IEDC offered Scott Pet Products up to $70,000 in performance-based training grants based on the company's job creation plans. Also, the state offered Vermillion County a grant from the Industrial Development Grant Fund of up to $250,000 to assist with off-site infrastructure improvements. The Vermillion County Economic Development Council approved additional incentives at the request of the Newport Chemical Depot Reuse Authority.

Conn-Selmer, Inc., a manufacturer of band and orchestra instruments, is another cross-border investment, with plans announced in December to consolidate operations from LaGrange, Ill., to Elkhart, where it is headquartered, creating up to 23 new jobs in 2013.

The company, a subsidiary of Steinway Musical Instruments, will invest $2.2 million to move its percussion instrument manufacturing operations to its 90,000 sq.-ft. (8,300-sq.-m.) woodwind instrument facility in the northern Indiana city of 51,000. Conn-Selmer currently employs 346 Hoosiers at its four Elkhart facilities and 750 associates nationwide.

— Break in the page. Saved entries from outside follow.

PR #1088, opened 2018-12-18
Support FakeItEasy 5.0.0+

blairconrad:
Moves FakeItEasy version restrictions up to `, 6.0.0)` and adds AutoFakeItEasy.FakeItEasy5UnitTest to ensure the integration works.

PR #1090, opened 2018-12-18
Build AutoFakeItEasy .Net Standard 2.0 package

blairconrad:


Src/AutoFakeItEasy.FakeItEasy4UnitTest/AutoFakeItEasy.FakeItEasy4UnitTest.csproj
```diff
@@ -17,7 +17,7 @@
   </PropertyGroup>
 
   <ItemGroup>
-    <PackageReference Include="FakeItEasy" Version="[4.0.0]" />
+    <PackageReference Include="FakeItEasy" Version="[4.9.2]" />
```
blairconrad: Not sure how you feel about this change. Me, I'd prefer all the tests to run against the latest release within the major version range, but I think this is only my opinion. In this case, the .NET Standard 2.0 package for FakeItEasy is not available until 4.9.0.

zvirja: Hi Blair,

Glad to see you 😊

"In an effort to remain the only full-line band instrument manufacturer in the United States, consolidating these facilities will help reduce overhead and provide us the best opportunity to achieve this goal," said John Stoner Jr., president and chief executive officer of Conn-Selmer. "We appreciate the support of our project by the city of Elkhart and the state of Indiana."